Development of plant-produced subunit vaccines to elicit the immunogenicity against SARS-CoV-2 variant viruses

Abstract

Since the emergence of the coronavirus pandemic in 2019 (COVID-19), the development of effective vaccines to combat the infection has accelerated worldwide. While the severe acute respiratory syndrome-coronavirus 2 (SARS-CoV-2) with mutations in the receptor-binding domain (RBD) with high transmissibility, enhanced infectivity, and immune escape from vaccination is also predominantly emerging. Effective vaccines against variant of concern (VOC) and optimized booster vaccination strategies are thus highly required. Here, the gene encoding seven different RBD (ancestral (Wuhan), Alpha, Beta, Gamma, Kappa, Delta, and Epsilon variants) fused with the fragment crystallizable region (Fc) of human IgG1 (RBD-Fc) was constructed and cloned into the plant expression vector and produced in Nicotiana benthamiana by transient expression. Further, the immunogenicity of plant-produced variant RBD-Fc subunit vaccines was tested in cynomolgus monkeys. First, monkeys were intramuscularly immunized with prime-booster and 4-month booster dose with the Wuhan RBD-Fc vaccine (Baiya SARS-CoV-2 Vax 1) on day 0, 21, and 133. Second, each group of monkeys were intramuscularly injected thrice with different variant RBD-Fc vaccines on day 0, 21, and 42. Then, the blood samples were collected for evaluating the antigen-specific and neutralizing antibodies against SARS-CoV-2 variants. Baiya SARS-CoV-2 Vax 1 immunized monkeys elicited significantly high levels of anti-RBD antibodies. Interestingly, the sera collected from 4-month booster dose monkeys showed cross-neutralizing antibody response against the SARS-CoV-2 variants; Alpha, Beta, Gamma, Delta, and Omicron.

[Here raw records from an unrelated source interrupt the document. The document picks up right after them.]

PR #926, opened 2017-10-13
More misbehaving metastable states

scopatz:
Pm-136 to start

### DIFF
--- a/pyne/ensdf.py
+++ b/pyne/ensdf.py
@@ -854,6 +854,25 @@ def _adjust_metastables(levellist):
             levellist[i] = tuple(row)
 
 
+# State Id, Rx Id : New Half-lives
+_BAD_HALF_LIVES = {
+    # Eu-151 lists a very long half-life (5.364792e+25) even though it
+    # lists no reaction, and thus no children, and no branch ratio.
+    # set to infinity for consistency.
+    (631510000, 0): float('inf'),
+    }
+
+
+def _adjust_half_lives(levellist):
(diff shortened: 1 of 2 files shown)


src/atomicgen.py
```diff
@@ -1,4 +1,4 @@
-#!/usr/bin/python
+#!/usr/bin/env python
```
FlanFlanagan: Is this correct?

scopatz: Yes, you are never supposed to run from system python directly.  This runs with the user's python, which may be system one, but doesn't have to be.

FlanFlanagan:
FAIL: test_data.test_metastable_id
  File "/usr/lib/python3/dist-packages/nose/case.py", line 198, in runTest
    self.test(*self.arg)
  File "/home/robert/pyne/tests/test_data.py", line 200, in test_metastable_id
    assert_equal(data.metastable_id(310720000, 1), 310720002)
AssertionError: None != 310720002

Getting this error. Does this require the decay PR as well?

scopatz:
You need to do a `nuc_data_make --clean 1`, I think

scopatz:
I think that this is ready to go

scopatz:
After I look at fixing the tests...

scopatz:
This is superceded by #934

scopatz:
Actually, I was wrong, this needs to go in too. CC @FlanFlanagan @asmeurer @makeclean

PR #930, opened 2017-10-24
Fix search path for hdf5 and moab

### LINKED ISSUE #927: New build system requires sudo
I believe this issue is a result of PR #906 when the build system was overhauled. To build and install pyne, the `setup.py` command must be run in `sudo`. I think this is coming down to pyne trying build all shared object libraries (ace.so, dagmc.so, etc) into `/pyne/` in the root folder. It is unclear to me how to fix this based on the new system.

I don't think that pyne should require sudo to be built since some people are don't have administrative priveleges on their computer.

### LINKED ISSUE #928: Pyne having issues finding HDF5 if not using system HDF5
It used to be the case that pyne would automatically find the HDF5 in your `LD_LIBRARY_PATH`, but that appears to have changed in #908. Now it gives an error:

```
-- HDF5: Using hdf5 compiler wrapper to determine C configuration
CMake Error at /groupspace/cnerg/users/jacobson/opt/precompiled/cmake/3.9.4/share/cmake-3.9/Modules/FindPackageHandleStandardArgs.cmake:137 (message):
  Could NOT find HDF5 (missing: HDF5_LIBRARIES HDF5_INCLUDE_DIRS
  HDF5_HL_LIBRARIES)
Call Stack (most recent call first):
  /groupspace/cnerg/users/jacobson/opt/precompiled/cmake/3.9.4/share/cmake-3.9/Modules/FindPackageHandleStandardArgs.cmake:377 (_FPHSA_FAILURE_MESSAGE)
  /groupspace/cnerg/users/jacobson/opt/precompiled/cmake/3.9.4/share/cmake-3.9/Modules/FindHDF5.cmake:839 (find_package_handle_standard_args)
  CMakeLists.txt:45 (FIND_PACKAGE)

-- Configuring incomplete, errors occurred!
```

If I add the `-DHDF5_INCLUDE_DIRS=...` definition to my build command, then the error changes:

```
CMake Error at /groupspace/cnerg/users/jacobson/opt/precompiled/cmake/3.9.4/share/cmake-3.9/Modules/FindPackageHandleStandardArgs.cmake:137 (message):
  Could NOT find HDF5 (missing: HDF5_LIBRARIES HDF5_INCLUDE_DIRS
  HDF5_HL_LIBRARIES) (found version "1.8.13")
Call Stack (most recent call first):
  /groupspace/cnerg/users/jacobson/opt/precompiled/cmake/3.9.4/share/cmake-3.9/Modules/FindPackageHandleStandardArgs.cmake:377 (_FPHSA_FAILURE_MESSAGE)
  /groupspace/cnerg/users/jacobson/opt/precompiled/cmake/3.9.4/share/cmake-3.9/Modules/FindHDF5.cmake:839 (find_package_handle_standard_args)
  CMakeLists.txt:45 (FIND_PACKAGE)

-- Configuring incomplete, errors occurred!
```

I tried setting the `HDF5_ROOT` environment variable and setting various other build definitions, but none of them worked.

ljacobson64:
This fixes #927 and #928.

EDIT: it only fixes #928

### DIFF
--- a/.circleci/config.yml
+++ b/.circleci/config.yml
@@ -14,8 +14,7 @@ jobs:
           name: Building PyNE
           command: |
             python3 setup.py install --user \
-                -DMOAB_LIBRARY=$HOME/opt/moab/lib \
-                -DMOAB_INCLUDE_DIR=$HOME/opt/moab/include
+                --moab=$HOME/opt/moab
             cd ~
             nuc_data_make --clean 1
 
@@ -40,8 +39,7 @@ jobs:
           name: Building PyNE
           command: |
             python setup.py install --user \
-                -DMOAB_LIBRARY=$HOME/opt/moab/lib \
-                -DMOAB_INCLUDE_DIR=$HOME/opt/moab/include
+                --moab=$HOME/opt/moab
             cd ~
             ~/.local/bin/nuc_data_make --clean 1
 
--- a/CMakeLists.txt
+++ b/CMakeLists.txt
@@ -59,9 +59,9 @@ MESSAGE("--    HDF5 High Level Libraries: ${HDF5_C_HL_LIBRARIES}")
 
 # Find MOAB library
 find_package(MOAB)
-if(${MOAB_FOUND})
+if(MOAB_FOUND)
   include_directories(${MOAB_INCLUDE_DIRS})
-endif(${MOAB_FOUND})
+endif(MOAB_FOUND)
 
 
 # Find Python
--- a/CMakeLists.txt
+++ b/CMakeLists.txt
@@ -61,6 +61,7 @@ MESSAGE("--    HDF5 High Level Libraries: ${HDF5_C_HL_LIBRARIES}")
 find_package(MOAB)
 if(MOAB_FOUND)
   include_directories(${MOAB_INCLUDE_DIRS})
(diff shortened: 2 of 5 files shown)


scopatz:
Hi @ljacobson64 - Thanks for putting this in, but I think many of the proposed changes here will break other systems and removing the site packages will make it so that the Python extension modules are not installed and won't be linked correctly.  Let me look at the underlying issues.

ljacobson64:
I have tried `--hdf5` and `--moab` but neither seemed to work. I have not tried `--deps-root` but I'm not sure what I would even set it to since HDF5 and MOAB are in different directories.

With this PR, I'm able to build using `--hdf5` and `--moab` with an empty `LD_LIBRARY_PATH`. I feel this is the easiest way to tell users to specify the locations of HDF5 and MOAB since it does not require them to set any environment variables and it does not require them to set things like `-DMOAB_LIBRARY` and `-DMOAB_INCLUDE_DIR`.

It does look in the `LD_LIBRARY_PATH` to try to find MOAB, but only if `MOAB_ROOT` isn't set. (`--moab` sets `MOAB_ROOT`.)

ljacobson64:
Closing this because Anthony's solution looks to be better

The three doses of variant RBD-Fc vaccines also elicited high levels of antigen-specific and neutralizing antibodies, especially in Delta and Epsilon vaccine groups. However, the high neutralizing activity of immunized variant vaccine sera was demonstrated specifically against the homologous variants. These findings suggested that the long-term booster dose might be helpful for protecting against further SARS-CoV-2 variants and the variant-specific vaccine might be applied as a booster or cocktail vaccine to induce broadly neutralizing antibodies. These results revealed the potential for using the plant-produced protein subunit vaccines in the fight against SARS-CoV-2.